On 2021-05-02 14:49:44 +0100, Pól Ua Laoínecháin wrote:
> While perusing the interweb, I stumbled on this very interesting blog
> post from TiDB.
>
>
> https://pingcap.com/blog/tikv-and-spdk-pushing-the-limits-of-storage-performance
>
> It talks about the Storage Performance Development Kit (SPDK) (spdk.io).
This sounds certainly interesting. Without reading up on the details,
however, I notice that it implements a file system in user space which
means that the kernel cannot enforce any permissions. This may be ok for
a database (which typically runs as a single OS user anyway), but it is
something to consider.

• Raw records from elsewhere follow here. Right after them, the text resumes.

PR #59, opened 2018-01-05
(SERVER-2060) Splay JRuby instance flushing

justinstoller:
Previously all JRuby instances would be flushed after they reached
`max-requests-per-instance`. This could cause a thundering herd of
JRuby instance initialization which we've observed during
performance testing.

This patch creates a `splay-instance-flush` configuration option
(available via code for testing but not intended to be plumbed through
to the user). If this is true (the default value) when we first
initialize a JRuby Pool and fill it with instances each instance
receives an `initial-borrows` value that is a fraction of the
max-requests. If set, the `return-to-pool` method will prefer the
value of initial-borrows to that of max-requests to determine if
the instance should be flushed. Subsequent instance creations wil not
receive an initial-borrows value unless the entire pool is being
flushed and refilled.

### DIFF
--- a/src/clj/puppetlabs/services/jruby_pool_manager/impl/jruby_internal.clj
+++ b/src/clj/puppetlabs/services/jruby_pool_manager/impl/jruby_internal.clj
@@ -144,30 +144,56 @@
                          (:id instance)))))
 
 (schema/defn ^:always-validate
+  initial-borrows-value :- (schema/maybe schema/Int)
+  [id :- schema/Int
+   total-instances :- schema/Int
+   total-borrows :- schema/Int
+   initial-jruby? :- schema/Bool]
+  (when initial-jruby?
+    (let [which-step (inc (mod id total-instances))
+          step-size (quot total-borrows total-instances)]
+      ;; If total-instances is larger than total-borrows then step-size will be 0
+      (if (= 0 step-size)
+        nil
+        (* step-size which-step)))))
+
+(schema/defn ^:always-validate
   create-pool-instance! :- JRubyInstance
   "Creates a new JRubyInstance and adds it to the pool."
-  [pool :- jruby-schemas/pool-queue-type
-   id :- schema/Int
-   config :- jruby-schemas/JRubyConfig
-   flush-instance-fn :- IFn]
-  (let [{:keys [ruby-load-path lifecycle]} config
-        initialize-pool-instance-fn (:initialize-pool-instance lifecycle)]
-    (when-not ruby-load-path
-      (throw (Exception.
-              (i18n/trs "JRuby service missing config value 'ruby-load-path'"))))
-    (log/infof (i18n/trs "Creating JRubyInstance with id {0}." id))
-    (let [scripting-container (create-scripting-container
-                               config)]
-      (let [instance (jruby-schemas/map->JRubyInstance
-                      {:scripting-container scripting-container
-                       :id id
-                       :internal {:pool pool
-                                  :max-borrows (:max-borrows-per-instance config)
-                                  :flush-instance-fn flush-instance-fn
-                                  :state (atom {:borrow-count 0})}})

It looks somewhat similar to Oracle's "raw device
tablespaces" of the 1980s. By the time I got involved in database
programming in the late 1990s these were considered obsolete (negligible
performance advantage, but a hassle for the DBA). Maybe with NVME SSDs
and persistent memory like Intel Optane it is time to revisit that idea.
There are less intrusive possibilities, though: Linux has recently
(kernel 5.1 - oh, that is already 2 years old) aquired a new async I/O
API named io_uring, which eliminates the system call overhead. I haven't
played around with it myself, but some blog posts report quite
substantial performance improvements, in some cases approaching the
theoretical limits of the used (very fast) SSDs.
> Will this have any implications for PostgreSQL, given that it is a db
> that compiles/runs on a large number of systems - or can subsystems
> such as this be integrated/included for those chips which support it?
> This particular SDK appears to be Intel specific, but if one chip
> manufacturer can do it, can't they all (eventually)?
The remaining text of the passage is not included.